Saved entries:
PR #10331, opened 2024-04-18
Desktop: Resolves #4251: Refactor sidebar to better handle thousands of tags and notebooks

### LINKED ISSUE #4251: Add tags to a note is extrem slow
Adding Tags to notes is extrem slow (nearly one second for each Tag) if you have a lot of tags/notes. 

## Environment

Joplin 1.5.7 (prod, win32)

Client ID: fea0ba97613b45d8b1c8ee33e9f08413
Sync Version: 2
Profile Version: 34
Keychain Supported: Yes

Revision: f1bbcea64 (master)

**Sync status (synced items / total items)**
```
Note: 5318/5318
Folder: 48/48
Resource: 8945/8945
Tag: 1697/1697
NoteTag: 18333/18333
MasterKey: 0/0
Revision: 562/562
Total: 34903/34903
```

## Steps to reproduce

1. Open a note
2. Add some Tas
3. Save

0e54e8d8e2a16a24c6648afdb1ae130164afc4c5

All this in an dev installation with only a few notes and tags is much faster. 
3dc4d73a0fa9eeed9b2a4e9cb88e34042a386d3e

Adding tags should work significantly faster and not take almost 1 second per tag. 

## Logfile

[console.txt](https://github.com/laurent22/joplin/files/5744532/console.txt)
[log.txt](https://github.com/laurent22/joplin/files/5744533/log.txt)

personalizedrefrigerator:
# Summary

This pull request refactors the desktop sidebar to:
1. Avoid re-generating the list of tags and folders when the selection changes.
2. Render the currently visible notes and/or tags, rather than all notes and tags on each re-render.
3. Have Playwright tests.
    - To support this change, several items that were missing accessibility labels have been them. This includes the "new note" button and the expand/unexpand folder buttons.

With this pull request,
- Adding tags is faster.
- Switching notebooks is faster.
- Moving a large notebook with thousands of items to the trash is still slow.
- Expanding a large notebook with many nested subnotebooks is still slow (though doesn't seem to be as slow as before).

Fixes #4251.

# Notes

- This should only affect desktop. A similar pull request may need to be created to refactor the mobile sidebar.
- At present, this pull request assumes that all notebook, tag, and header items have the same height in the sidebar.
   - At present, this height is `30px`.
   - This may not be the case if the user installs a theme like the [ReMoods theme](https://joplinapp.org/plugins/plugin/joplin.plugin.remoods.theme/) or has changed Joplin's notebook list styles with custom CSS.
- Much of the logic that was originally in `Sidebar.tsx` has been moved to the `useOnRenderItem.ts` hook.
- The following issues seem to have been present before this PR and are still present:
  - When dragging one folder to another, the note count for the parent folder may briefly go negative.
  - When adding a new notebook, the notebook is initially added below the trash folder, then moved to the correct location. This seems to be because we set `doRefreshFolders` to `true` instead of `now` [here](https://github.com/laurent22/joplin/blob/1ef4e574b7d6b8a40cc6c8d923bd8c4cf70ba8d2/packages/lib/BaseApplication.ts#L453) (`true` causes a delayed update, while `now` updates without delay).

# To-do

- [x] Test manually: How much faster is it?
- [x] Automated tests
   - Potentially add more: Include tests for note count and adding/removing tags.
-  **Follow-up pull request**: Make finding which notebooks are children of the current notebook faster. At present, it seems to be in $\mathcal{O}(n^2)$.
    - As a result, Joplin is still slow with many deeply-nested notebooks.

# Manual testing

On Ubuntu 23.10, I have manually verified that:
1. Dragging a note to a notebook heading moves that note to the target notebook.
2. Clicking on the "NOTEBOOKS" header hides/shows all notebooks
3. Clicking on the "TAGS" header hides/shows all tags
4. Selecting a notebook and/or tag outside of the viewport with the up/down arrow keys scrolls the viewport
5. Note counts update when dragging one notebook to another
6. It is still possible to use "go to anything" to search and scroll through search results with arrow keys
    - GoToAnything uses `ItemList`, which is refactored by this pull request.
7. On mobile (Android 10 emulator), with 4-5 notebooks, it is still possible to select and expand/collapse notebooks in the sidemenu.

Note that this pull request has automated tests, which additionally tests:
- Expanding/collapsing notebooks
- Dragging one notebook to another
- Dragging one notebook to the "all notes" heading
- Creating new notebooks using the "+" button
- Changing focus using the up and down arrow keys

# Screen recordings

## Faster notebook switching

https://github.com/laurent22/joplin/assets/46334387/2d8c53e5-4545-4499-af01-c5a4492670a3

## Faster tagging

In the recording below, the main screen is open in the background in both copies of Joplin. The numbers of notes/tags/notebooks in both profiles are similar to [in the tests done here](https://discourse.joplinapp.org/t/performance-issue/37207/23?u=personalizedrefriger).

https://github.com/laurent22/joplin/assets/46334387/36d4b32f-b0a7-4e63-9170-df6575648cf3


packages/app-desktop/gui/Sidebar/listItemComponents/FolderItem.tsx
```diff
@@ -0,0 +1,100 @@
...
+				data-id={folderId}
+				data-type={ModelType.Folder}
+				onContextMenu={itemContextMenu}
+				data-folder-id={folderId}
+				onClick={() => {
+					folderItem_click(folderId);
+				}}
+				onDoubleClick={onFolderToggleClick_}
+			>
+				{doRenderFolderIcon()}<StyledSpanFix className="title" style={{ lineHeight: 0 }}>{folderTitle}</StyledSpanFix>
```
personalizedrefrigerator: Setting `lineHeight` to zero is making writing Playwright tests for this difficult (Playwright considers text with lineHeight 0 to be invisible). It was originally added in [this commit](https://github.com/laurent22/joplin/commit/e97bb78ce442b335084de9001df63fd29e1ed079#diff-e512c98e4f56ee020ee8f2a8d5abb0b60023aa9944c74c1a89dcdfefbfdd2d27R108). Removing it fixes `expect(...).toBeVisible()` and seems to have no visible effect.

**Edit**: Removed in https://github.com/laurent22/joplin/pull/10331/commits/d3d7c328cb97bfd9a1a931e80f09446ae7fe861e.

laurent22:
With this pull request is it faster to render the list of tags?

Also I think the problem that [this user](https://discourse.joplinapp.org/t/first-sync-in-progress-weird-numbers-for-remote-items-created-deleted-is-it-normal/37642) is having is due to having many tags, and every time a sync operation is performed the tag list is rendered (slowly) again. I'm wondering if your PR would help with this? See also here for example: https://discourse.joplinapp.org/t/desktop-ui-is-too-slow-to-work-efficiently/23657/10?u=laurent

packages/app-desktop/gui/Sidebar/NotebookAndTagList.tsx
```diff
@@ -0,0 +1,95 @@
...
+	selectedFolderId: string;
+	selectedSmartFilterId: string;
+	collapsedFolderIds: string[];
+	folderHeaderIsExpanded: boolean;
+	tagHeaderIsExpanded: boolean;
+	plugins: PluginStates;
+}
+
+
+const NotebookAndTagList: React.FC<Props> = props => {
```
laurent22: Should be FolderAndTagList. There are several instances of "notebook" being used in this pull request instead of "folder" so if you could change everything to "folder" that would be great. As always, we only use the term "notebook" in user-facing string, and only "folder" internally.

laurent22 (commented):
It's quite a big refactoring and difficult to review but I didn't notice any obvious issue other than the folder/notebook issue. Splitting the sidebar into multiple components should definitely help with optimising it.

personalizedrefrigerator:
> With this pull request is it faster to render the list of tags?

Yes. This pull request refactors the sidebar to use an `ItemList`, which only renders the tags/folder headers that are currently visible on the screen.

It still needs to load the sorted list of tags and folders, but does so less often than before this pull request.

Additionally, switching notebooks/tags should be faster (see the screen recording above):
- Rather than re-rendering the full sidebar when the selected notebook/tag changes, we now only update the currently selected sidebar index (see [useSelectedSidebarIndex.ts](https://github.com/laurent22/joplin/pull/10331/files#diff-5ad3ed2857f30542b4619bf5b280467bf376c149064ad24ee9b15ad85a069089)). This is partially to make it easier to manage keyboard focus and partially for performance. 
- If the notebook list or tag list needs to be regenerated (e.g. because a notebook is added), [useSidebarListData.ts](https://github.com/laurent22/joplin/pull/10331/files#diff-4a1e5cf6b39629befd72ef3d810736f9d0cb1b8dd9cd716171374ffc1b5e9e9c) caches the other list. As a result, adding a tag does not force the list of notebooks to be regenerated.
    - Previously, we would **both** re-generate this data **and** render it as components.

> Also I think the problem that [this user](https://discourse.joplinapp.org/t/first-sync-in-progress-weird-numbers-for-remote-items-created-deleted-is-it-normal/37642) is having is due to having many tags, and every time a sync operation is performed the tag list is rendered (slowly) again. I'm wondering if your PR would help with this?

This pull request should help with that (see the "Faster tagging" video above for an example).

packages/app-desktop/gui/Sidebar/NotebookAndTagList.tsx
personalizedrefrigerator: I've made this change in most places.

For now, I've left [sidebar.spec.ts](https://github.com/laurent22/joplin/pull/10331/files#diff-5487459e210f5ab68fd5db2b378aa54b35ee4f5eb2a20014a1aee8e8fd2831dc) as-is, because Playwright is accessing user-facing labels (which use "notebook") to run the test. I can change the internal variable names there well if desired.

packages/app-desktop/gui/Sidebar/FolderAndTagList.tsx
```diff
@@ -0,0 +1,96 @@
...
+		>
+			<ItemList
+				className='items'
+				ref={itemListRef}
+				style={listStyle}
+				items={listItems}
+				itemRenderer={onRenderItem}
+				onKeyDown={onKeyEventHandler}
+
+				itemHeight={30}
```
personalizedrefrigerator, line 78: I'm not sure I like hardcoding the item height as `30`... Doing so makes it difficult to force a larger-than-30px sidebar font with custom CSS.

Aside from measuring one of the children (e.g. with `.clientHeight`), I'm not sure how else to do this, however.

packages/app-desktop/gui/Sidebar/NotebookAndTagList.tsx
laurent22: I would prefer we use "folder" there too if that's ok, including in test descriptions, and even when creating folders for test (So "Folder A" instead of "Notebook A").

Basically the only time we should use the term "notebook" is in strings to be translated or in documentation. Ideally we'd change everything to use only one term or the other, but that would be more trouble than it's worth.

personalizedrefrigerator: Got it! This should be addressed by 97ec1a9db829b7c93e0a7375a4d79e89d224fc10.

packages/app-desktop/gui/Sidebar/listItemComponents/AllNotesItem.tsx
```diff
@@ -0,0 +1,67 @@
...
+				onClick={onAllNotesClick_}
+				onContextMenu={toggleAllNotesContextMenu}
+			>
+				{_('All notes')}
+			</StyledListItemAnchor>
+		</StyledListItem>
+	);
+};
+
+export default connect(()=>({}))(AllNotesItem);
```
personalizedrefrigerator:
```suggestion
export default AllNotesItem;
```

It may be better to pass `dispatch` as a `prop`, rather than relying on Redux.

packages/app-desktop/gui/Sidebar/hooks/useSidebarListData.ts
```diff
@@ -0,0 +1,101 @@
...
+			kind: ListItemType.Header,
+			label: _('Notebooks'),
+			iconName: 'icon-notebooks',
+			id: HeaderId.FolderHeader,
+			key: HeaderId.FolderHeader,
+			onClick: onHeaderClick,
+			onPlusButtonClick: onAddFolderButtonClick,
+			extraProps: {
+				['data-folder-id']: '',
+				toggleblock: '1',
```
personalizedrefrigerator: I'm not sure `toggleblock` is necessary — a `git grep toggleblock` produces:
```
git grep toggleblock                                                                                                                                                                                     ~/Documents/joplin
packages/app-desktop/gui/Sidebar/hooks/useSidebarListData.ts:                           toggleblock: '1',
packages/app-desktop/gui/Sidebar/hooks/useSidebarListData.ts:                           toggleblock: '1',
packages/tools/cspell/dictionary3.txt:toggleblock
```

I also don't see any [reference to it on MDN](https://developer.mozilla.org/en-US/search?q=toggleblock), so it doesn't seem to be a DOM API.

If removed, toggling sections by clicking on headers seems to work.

personalizedrefrigerator: It looks like usages of the `toggleblock` attribute were removed in 056285deda4f67b4e38a82b89145a3e52804a6ed ([when the Sidebar was migrated to TypeScript](https://github.com/laurent22/joplin/commit/056285deda4f67b4e38a82b89145a3e52804a6ed#diff-378103610d1c5ebbec952eb6f101765055dbe28fe76902fcb0b368365b012176L477)), so it should be safe to remove.

packages/app-desktop/gui/Sidebar/styles/index.ts
```diff
@@ -84,26 +84,17 @@ export const StyledListItemAnchor = styled.a`
 	align-items: center;
 	user-select: none;
 	height: 100%;
+
+	// Focus is already shown with a different background
+	&:focus-visible {
+		outline: none;
+	}
```
personalizedrefrigerator:
```suggestion
```

While this does fix an issue in the sidebar, this change isn't relevant to the pull request and can safely be moved to a separate pull request.

packages/app-desktop/gui/Sidebar/listItemComponents/ExpandIcon.tsx
```diff
@@ -0,0 +1,33 @@
...
+
+type ExpandIconProps = {
+	isExpanded: boolean;
+	isVisible: true;
+	targetTitle: string;
+}|{
+	isExpanded: boolean;
+	isVisible: false;
+	targetTitle?: string;
+};
```
personalizedrefrigerator, line 12:
```suggestion
type ExpandIconProps = {
	isExpanded: boolean;
	isVisible: boolean;
	// For accessibility
	targetTitle?: string;
};
```

I'm not sure I like using a union type here. It was intended to make `targetTitle` only required when `isVisible` is `true`, but I think making it optional could be less confusing to someone reading the code.

DarkFalc0n: this can also be handled like this:
```ts
type VisibleIconProps = {
	isExpanded: boolean;
	isVisible: true;
	targetTitle: string;
};
type InvisibleIconProps = {
	isExpanded: boolean;
	isVisible: false;
	targetTitle?: string;
};
type ExpandIconProps = VisibleIconProps | InvisibleIconProps;
```
But ultimately it comes down to complexity preference.

laurent22: > I'm not sure I like using a union type here. It was intended to make `targetTitle` only required when `isVisible` is `true`, but I think making it optional could be less confusing to someone reading the code.

I looked at this interface for a little while too when I reviewed the code and I felt it was ok as it was. I guess the interface is small enough for this, but for a bigger one we'd probably want to avoid the duplication even if it means it's less correct.

packages/app-desktop/integration-tests/models/Sidebar.tsx
```diff
@@ -0,0 +1,47 @@
+
```
personalizedrefrigerator: This doesn't need to be a `.tsx` file — it should be renamed to have a `.ts` extension.

laurent22:
There's a conflict on the Sidebar file

packages/app-desktop/gui/Sidebar/hooks/useOnRenderItem.tsx
```diff
@@ -0,0 +1,434 @@
...
+		} else if (item.kind === ListItemType.AllNotes) {
+			return <AllNotesItem
+				key={item.key}
+				selected={selected}
+				anchorRef={anchorRefCallback}
+			/>;
+		} else if (item.kind === ListItemType.Spacer) {
+			return (
+				<a key={item.key} className='sidebar-spacer-item' ref={anchorRefCallback} aria-label={_('Spacer')}></a>
+			);
```
personalizedrefrigerator, line 411: Including a spacer makes the gap between the last notebook and "Tags" much larger than it was before this pull request:

**Screenshot with this pull request**:
screenshot: larger space between trash and tags list items

**Screenshot with this pull request, with the spacer removed.**


**Screenshot from c6c7de286acef8a12ec136d3d1b59bfcd374c52c (before this pull request)**:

What is needed:
Can you write out the lines above, from the first one through the one containing "All this in", exactly as they appear and nothing more?

Answer space:
PR #10331, opened 2024-04-18
Desktop: Resolves #4251: Refactor sidebar to better handle thousands of tags and notebooks

### LINKED ISSUE #4251: Add tags to a note is extrem slow
Adding Tags to notes is extrem slow (nearly one second for each Tag) if you have a lot of tags/notes. 

## Environment

Joplin 1.5.7 (prod, win32)

Client ID: fea0ba97613b45d8b1c8ee33e9f08413
Sync Version: 2
Profile Version: 34
Keychain Supported: Yes

Revision: f1bbcea64 (master)

**Sync status (synced items / total items)**
```
Note: 5318/5318
Folder: 48/48
Resource: 8945/8945
Tag: 1697/1697
NoteTag: 18333/18333
MasterKey: 0/0
Revision: 562/562
Total: 34903/34903
```

## Steps to reproduce

1. Open a note
2. Add some Tas
3. Save

0e54e8d8e2a16a24c6648afdb1ae130164afc4c5

All this in an dev installation with only a few notes and tags is much faster. 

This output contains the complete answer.